What is being asked:
Nothing in the data may be omitted; output it all verbatim.

Supplied data:

*** Block opens ***

PR #305, opened 2022-03-14
Refactor detector load

SimonHeybrock:
This is the largest change of the series refactoring steps. The old code to load detector data (including event data) is removed and replaced by the new API. `load_events` now directly contains some mapping code to preserve the old "standard" layout. This part will most likely be refactored/removed in the future, once we have a new mechanism.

*** Block closes ***

Solution below:
PR #305, opened 2022-03-14
Refactor detector load

SimonHeybrock:
This is the largest change of the series refactoring steps. The old code to load detector data (including event data) is removed and replaced by the new API. `load_events` now directly contains some mapping code to preserve the old "standard" layout. This part will most likely be refactored/removed in the future, once we have a new mechanism.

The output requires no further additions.